## TASK DIRECTIONS:
Pull every line containing "opened" from the listing.

START DATA TO PROCESS

PR #275, opened 2023-04-07
Fixes CircularRevealTransition

Kritarie:


magellan-library/src/main/java/com/wealthfront/magellan/transitions/CircularRevealTransition.kt
```diff
@@ -7,17 +7,23 @@ import android.os.Build
...
 /**
  * A [MagellanTransition] that reveals the next screen circularly outward from the middle of the
- * [clickedView].
+ * [clickedViewId].
  *
- * @property clickedView the view on which this circular reveal is centered
+ * @property clickedViewId the id of the view on which this circular reveal is centered
  */
-public class CircularRevealTransition(private val clickedView: View) : MagellanTransition {
+private class CircularRevealTransition(@IdRes private val clickedViewId: Int) : MagellanTransition {
```
Kritarie, line 26: Hold the id instead of the view to avoid leak

magellan-library/src/main/java/com/wealthfront/magellan/transitions/CircularRevealTransition.kt
```diff
@@ -31,33 +37,38 @@ public class CircularRevealTransition(private val clickedView: View) : MagellanT
...
-        interpolator = FastOutSlowInInterpolator()
-      }
-      animator!!.start()
-    } else {
+    if (Build.VERSION.SDK_INT < Build.VERSION_CODES.LOLLIPOP) {
       onAnimationEndCallback()
+      return
     }
+
+    val clickedViewContainer = if (direction == Direction.FORWARD) from else to
```
Kritarie, line 45: Support back animation properly. We're assuming that the clicked view is inside the "from" container if we're going forward, or inside the "to" container if we're going backward.

magellan-library/src/main/java/com/wealthfront/magellan/transitions/CircularRevealTransition.kt
cmathew: nice. Sure, I guess we can assume the ID will be unique

cmathew (approved):

PR #283, opened 2023-09-22
Use Android Gradle plugin v7.4.2

cmathew:


internal-test-support/build.gradle
```diff
@@ -7,8 +7,6 @@ android {
   defaultConfig {
     minSdkVersion Versions.minSdkVersion
     targetSdkVersion Versions.targetSdkVersion
-    versionCode 1
-    versionName "1.0"
```
cmathew, line 11: these versionCode and versionName are unused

END DATA TO PROCESS

## RESPONSE TO THE TASK:
PR #275, opened 2023-04-07
PR #283, opened 2023-09-22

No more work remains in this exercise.